Fin dall’inizio, lo studio dei Mammiferi porta come conseguenza a porre il
problema della mano, quello della faccia
e quello della postura di prensione, i quali sono, in realtà, un unico
problema, legato direttamente alla costruzione del corpo dell’uomo. Dato che la
storia dei Teromorfi marciatori è ricca di insegnamenti, parleremo di essi
brevemente, prima di abbandonarli sulla strada sulla quale li ha messi
l’evoluzione, che non conduce all’uomo.
L’Eocene, primo periodo del Terziario, circa cinquanta o sassanta milioni di
anni fa, presenta la diffusione dei Mammiferi in forme che sono considerate i
ceppi degli ordini ancora esistenti. Di dimensioni modeste, come i conigli o i
montoni, essi presentano caratteristiche molto generalizzate: cinque dita alle
estremità, denti frantumatori poco specializzati, e una sagoma molto
uniforme, bassa e allungata. Tuttavia, tra i marciatori e i prensili le scelte
sono state già fatte, probabilmente da molto tempo; se non esistono ancora veri
e propri felini, veri e prorpi canidi, veri e propri cavalli o rinoceronti,
veri e propri ruminanti, l’esame degli scheletri dimostra che essi si
suddividono nei due gruppi teromorfi principali e che anche il gruppo dei
priomati è differenziato.
I marciatori, fossili e attuali, sono caratterizzati dalla dentatura lunga,
adatta a maciullare vegetali fronzuti. Non c’è dubbio che questo adattamento
sia avvenuto a partire da forme a dentatura normale, equilibrata rispetto alla metà della distanza
prosthion-basion; perché il loro cranio è costruito sul centro geometrico al
quale si aggiunge un centro supplementare dietro ai molari. Le appendici
craniche, corna o palchi, si integrano alle linee meccaniche generali secondo
forme che variano da una specie all’altra, ma restano sempre notevolmente
coerenti. Non si usa più lodare l’ingegnosità della natura, ma quando si
analizzano le soluzioni meccaniche alle quali rispondono il cranio del cavallo,
o quelli del cervo, del cammello e del rinoceronte, si resta sorpresi,
malògrado tutto, di come lo schema fondamentale, sempre lo stesso, risponda a
situazioni sempre dissimili. La costruzione del cranio dei prensili abbonda di
soluzioni imprevedibili per conciliare il cervello e i canini, ma essa è ben
lontana dal presentare i problemi che sorgono quando, come nei marciatori, occorre
integrare nell’equilibrio generale una dentatura gigantesca e tutta
l’attrezzatura tecnica facciale da cui la mano non ha ancora liberato il
cranio. La varietà e la minuziosità delle operazioni tecniche dei Mammiferi
evoluti si risolve per i marciatori (nei quali tutto si concentra nell’edificio
cranico) con l’enorme complessità della costruzione.

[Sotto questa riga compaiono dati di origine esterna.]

Issue #1140, opened 2021-05-13
Export: Advanced options


raineorshine:
Add an "Advanced" toggle to the Export screen that displays more advanced export options. The Export screen can be activated with the last icon on the right of the toolbar.

- Move "Copy to clipboard" above the download message.
- Add an "Advanced" link below the download message.
- Clicking the Advanced link should open up a div below it where advanced options can go.

![image](https://user-images.githubusercontent.com/750276/118134002-b1053a00-b3be-11eb-9416-3344114c376f.png)

raineorshine:
## Part II

- Add `ArrowDownWhite` (or `ArrowDownWhite` if `dark` is true) to the right of the "Advanced" link to show the user that it expands content.
- When expanded, the arrow should point up.
- Currently there are two plaintext options in the dropdown menu: "Plain Text (lossless)" and "Plain Text". Actually, lossless should be an advanced option that applies to any content type.
  - Remove "Plain Text (lossless)" from the dropdown menu
  - Add a "Lossless" checkbox to the Advanced section as shown below. Default to checked.
  - Rewire the "Plain Text (lossless)" functionality to use the "Lossless" checkbox.

<img width="1068" alt="Screen Shot 2021-05-14 at 3 12 51 PM" src="https://user-images.githubusercontent.com/750276/118319441-03765180-b4b8-11eb-8e92-b4d1c4b3f48e.png">

ruchijn:
Based on current functionality, user can either select `Plain Text(Lossless)`or `Plain Text`. Moving forward when `Plain Text (Lossless)` is moved to advanced with auto-selected, should I go ahead and make sure nothing is auto-checked in the existing dropdown?

raineorshine:
The new options in the dropdown menu will be `Plain Text` and `HTML`, with `Plain Text` selected by default.

ruchijn:
My main question is, can we have user download as `Plain Text` and `Lossless` both selected at same time? If so, then will they download 2 files?

raineorshine:
`Plain Text` is the file format and `Lossless` corresponds to the `excludeMeta` option that is passed to `getDescendants` and `exportContext`, e.g.:

https://github.com/cybersemics/em/blob/7ff12d46358d2942fafb8a5604d06994aaa5a8b0/src/components/ModalExport.tsx#L53-L55

[...]

PR #1142, opened 2021-05-14
Adding advanced setting toggle

ruchijn:
For issue: https://github.com/cybersemics/em/issues/1140

em_advanced

### DIFF
--- a/src/App.css
+++ b/src/App.css
@@ -3135,10 +3135,23 @@ code, .code {
   margin-bottom: 20px;
 }
 
+p.advance-setting-label {
+  margin-bottom: 5px;
+  line-height: 1.2;
+}
+
+p.advance-setting-description {
+  font-size: 90%;
+}
+
 .advance-setting-link {
   display: flex;
   position: relative;
+  transition: opacity 100ms ease-in-out;
 }
+
+a.advance-setting-link { color: #000; }
+.dark a.advance-setting-link { color: #fff; }
 
 .advance-setting-chevron {
   display: flex;
@@ -3150,8 +3163,8 @@ code, .code {
 .advance-setting-section {
   display: flex;
   justify-content: center;
-  margin: 0 auto 20px;
-  width: 90%;
+  margin: 0 auto;
+  max-width: 34em;
 }
 
 .chevron-up {
@@ -3165,9 +3178,6 @@ code, .code {
   padding-left: 35px;
   margin-bottom: 12px;
   cursor: pointer;
-  -webkit-user-select: none;
-  -moz-user-select: none;
-  -ms-user-select: none;
   user-select: none;
 }
 
--- a/src/App.css
+++ b/src/App.css
@@ -3127,3 +3127,12 @@ code, .code {
   transform-origin: 0 0; /* see note above */
 }
 .ripple_loader div { box-sizing: content-box; }
+
+.advance-setting-wrapper {
+  margin-bottom: 15px;
+  text-align: center;
+}
+
+.advanced-setting-section {
+  margin: 15px auto;
+}
--- a/src/App.css
+++ b/src/App.css
@@ -2847,6 +2847,7 @@ code, .code {
   position: absolute;
   right: 3px;
   padding: 0px 5px;
+  z-index: 1;
 }
 
 .drop-down-wrapper .drop-down-option-wrapper {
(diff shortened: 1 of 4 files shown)


raineorshine:
Perfect, thank you!

I'm going to add some requirements to the issue before we merge.

src/components/ModalExport.tsx
```diff
@@ -210,9 +210,21 @@ const ModalExport = () => {
     setPublishing(false)
   }
 
+  const [advancedSettings, setadvancedSettings] = useState(false)
```
raineorshine, line 213: Prefer full camelCase: `setAdvancedSettings`

ruchijn: Changed

src/components/ModalExport.tsx
```diff
@@ -210,9 +209,46 @@ const ModalExport = () => {
...
+
+  const [shouldIncludeMetaAttributes, setShouldIncludeMetaAttributes] = useState(true)
+
+  /** Updates checkbox value when clicked and set the appropriate value in the selected option. */
+  const onChangeLosslessCheckbox = () => {
+    const updatedValue = {
+      ...selected,
+      excludeMeta: !shouldIncludeMetaAttributes
+    }
+    setSelected(updatedValue)
```
raineorshine, line 225: The `ExportOption` type needs to be refactored since we are handling `excludeMeta` as an independent variable now. `ExportOption` should no longer contain `excludeMeta`. We're halfway in between right now which is resulting in some extraneous structure for what should be a single, local component state (`shouldIncludeMetaAttributes`).

The fact that you have to call `setSelected` and `setShouldIncludeMetaAttributes` to update a single value is a sign that they should be combined.

src/components/ModalExport.tsx
```diff
@@ -210,9 +209,46 @@ const ModalExport = () => {
...
+  /** Created an array of objects so that we can just add object here to get multiple checkbox options created. */
+  const checkboxArray = [
+    {
+      id: 'lossless-checkbox',
+      onChangeFunc: onChangeLosslessCheckbox,
+      seq: 1,
+      title: 'Lossless',
+      description: 'When checked, include all metaprogramming attributes such as archived thoughts, pins, table view, etc. Check this option for a backup-quality export that can be re-imported with no data loss. Uncheck this option for social sharing or exporting to platforms that do not support em metaprogramming attributes. Which is, uh, all of them.'
+    }
+  ]
```
raineorshine, line 238: Great, I like this structure and it is nicely extensible!

src/App.css
```diff
@@ -3091,3 +3092,105 @@ code, .code {
...
+}
+
+/* Custom checkbox style starts */
+.checkbox-container {
+  display: block;
+  position: relative;
+  padding-left: 35px;
+  margin-bottom: 12px;
+  cursor: pointer;
+  user-select: none;
```
raineorshine, line 3145: The build process will automatically add "-moz-", "-webkit-" prefixes based on our `browserslist`.

src/App.css
```diff
@@ -3091,3 +3092,105 @@ code, .code {
...
+}
+
+.advance-setting-section {
+  display: flex;
+  justify-content: center;
+  margin: 0 auto;
+  max-width: 34em;
+}
+
+.chevron-up {
```
raineorshine, line 3134: It would be better to give this a more general name like `.rotate180` since it is not limited to just chevrons. Or add it inline since we're moving towards inline styles eventually.

src/components/ModalExport.tsx
```diff
@@ -210,9 +209,38 @@ const ModalExport = () => {
...
+    setSelected(updatedValue)
+    setShouldIncludeMetaAttributes(!shouldIncludeMetaAttributes)
+  }
+
+  /** Created an array of objects so that we can just add object here to get multiple checkbox options created. */
+  const checkboxArray = [
+    {
+      id: 'lossless-checkbox',
+      onChangeFunc: onChangeLosslessCheckbox,
+      seq: 1,
```
raineorshine, line 234: Let's call this `defaultChecked`. I'm not sure what `seq` means.

raineorshine (changes requested):
Looks great! Just a few request changes below.

src/components/ModalExport.tsx
ruchijn: Done

src/App.css
ruchijn: Done

src/App.css
ruchijn: Removed

src/components/ModalExport.tsx
ruchijn: Changed. Also I created `ChevronImg` as it was mostly same code duplicated.

src/components/ModalExport.tsx
```diff
@@ -210,25 +217,39 @@ const ModalExport = () => {
...
-            style={{ cursor: 'pointer' }}
-            onClick={() => setIsOpen(!isOpen)}
-          />
+          <ChevronImg dark={dark} onClickHandle={() => setIsOpen(!isOpen)} />
           <div ref={setWrapper}>
             <DropDownMenu
               isOpen={isOpen}
               selected={selected}
               onSelect={(option: ExportOption) => {
+                setShouldIncludeMetaAttributes(!shouldIncludeMetaAttributes)
```
raineorshine, line 252: I'm not sure I understand this. Selecting the export format should not affect `shouldIncludeMetaAttributes`. Can you explain what your intention was?

src/components/ModalExport.tsx
```diff
@@ -11,13 +9,21 @@ import { exportContext, getDescendants, getAllChildren, simplifyPath, theme } fr
...
+  id: string,
+  onChangeFunc: () => void,
+  defaultChecked: boolean,
+  title: string,
+  description: string,
+}
+
 const exportOptions: ExportOption[] = [
-  { type: 'text/plain', label: 'Plain Text (lossless)', extension: 'txt' },
-  { type: 'text/plain', label: 'Plain Text', extension: 'txt', excludeMeta: true },
```
raineorshine, line 20: You can now remove `excludeMeta` from the `ExportOption` interface itself since it is no longer being used:

https://github.com/cybersemics/em/blob/84ec54dec3133bfa2e8e2d0827efc4b2ad40ab5f/src/types.ts#L93-L99

raineorshine (changes requested):

src/components/ModalExport.tsx
ruchijn: Oh.. I left it by mistake. I was doing some testing. It is not needed here. Sorry about that

src/components/ModalExport.tsx
ruchijn: Done

raineorshine (approved):

raineorshine:
Thanks!

PR #1143, opened 2021-05-14
Conistent rank on duplicate merge

### LINKED ISSUE #1136: existingThoughtMove: Duplicate context added to lexeme
## Steps to Reproduce

```
- a
  - b
- b
```

1. Outdent `a/b` *or* move `a/b` above `b`.
2. Indent `b` *or* move `b` into `a`.

## Current Behavior

`b` has superscript "2" even though it only exists in one context.

## Expected Behavior

`b` should not have a superscript.

## Notes

Note that this does not occur if moving `a/b` *below* `b`. 

It may be related to the updated rank logic I added in 276690282a516d2e3af129b112bd31b3b2241983. Or it could be related to recent work done on the merge logic in `existingThoughtMove`.

shresthabijay:
fix #1136 

# Cause of issue

```
- a
  - b
- b
```

On moving `b` to `a.b` there was inconsistent rank saved in `contextIndex` and `thoughtIndex`. The `newRank` generated is `0.5` and the rank of the duplicate `b` is `1`.  `newRank` is used by `movedThought` . But to update the child it uses previous rank because it checks for the duplicate merge. This causes inconsistent rank between the two indexes. Now moving `b` to `a.b`, `moveThoughts` cannot remove the old context as it checks for the rank.

# Changes

- Use previous duplicate rank for both `contextIndex` and `thoughtIndex` updates if there is a duplicate merge. 
- Add tests for this specific case.

### DIFF
--- a/src/reducers/__tests__/existingThoughtMove.ts
+++ b/src/reducers/__tests__/existingThoughtMove.ts
@@ -1,8 +1,10 @@
 import { HOME_PATH, HOME_TOKEN } from '../../constants'
 import { equalArrays, initialState, reducerFlow } from '../../util'
-import { exportContext, getContexts, getThought, getAllChildren, getChildrenRanked } from '../../selectors'
+import { exportContext, getContexts, getThought, getAllChildren, getChildrenRanked, getRankAfter, getChildren } from '../../selectors'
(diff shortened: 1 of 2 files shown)


shresthabijay:

raineorshine:
Thank you!!!

raineorshine (approved):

Nei Prensili, la complessità è ripartita tra la faccia e la mano, e il
dispositivo generale resta semplice quanto alla struttura. La mano a cinque
dita, ereditata dagli anfibi dell’Era primaria, non ha subito la profinda
elaborazione di quella del bue o del cavallo; la spalla conserva la mobilità
laterale, il radio e il cubito invece di essere strettamente solidali
sviluppano le loro possibilità di supinazione; lo scheletro si orienta nel suo
insieme verso una maggiore elasticità di
movimenti. La costruzione cranica dei Prensili teromorfi, per la maggior parte carnivori o roditori, è
equilibrata in modo semplice; la legge di divisione tra il cranio cerebrale e
il cranio dentario è costante. La loro organizzazione, tra le specie più
evolute, è giunta al massimo grado
compatibile con la locomozione quadrupede, realizzando alcune forme, come il
castoro, il topo, o l’orso lavatore, nei quali l’attività manipolatrice
raggiunge un livello molto alto.
Il pitecomorfismo.
La scala zoologica, così come l’hanno
ordinata gli zoologi, consente di rendersi conto non solo delle differenze
nette tra i gruppi animali, ma anche dei rapporti che li uniscono, talchè è
possibile riconoscere qualcosa del quadrupede nelle scimmie, qualcosa della
scimmia nell’uomo. Come abbiamo visto nel capitolo 1, questo atteggiamento ha portato a tessere la
trama della evoluzione prima che nascesse la Paleontologia e a fare della
scimmia un intermediario morfologico tra
noi e la folla dei Teropodi. Dal punto di vista funzionale, l’insieme dei
quadrumani costituisce un mondo animale ben distinto, altrettanto lontano dai
quadrupedi quanto dai bipedi, basato su un dispositivo posturale unico, che permette
di alternare la locomozione prensile e la posizione seduta più o meno
raddrizzata. La liberazione temporanea della mano esistente nei Teromorfi
prensili è qualcosa di simile, ma senza rapporto di identità funzionale. Le
scimmie sono infatti i soli Mammiferi a prensione costante, sia durante lo
spostamento arboricolo che durante le operazioni manuali della posizione
seduta. Gli altri Mammiferi arboricoli si aggrappano più o meno tutti con gli artigli, quando afferrano i rami tra
le dita e il pollice, che è opponibile. La prensione esiste anche nei Roditori
o i Carnivori, ma si tratta anche in questo caso di prensione artigliata.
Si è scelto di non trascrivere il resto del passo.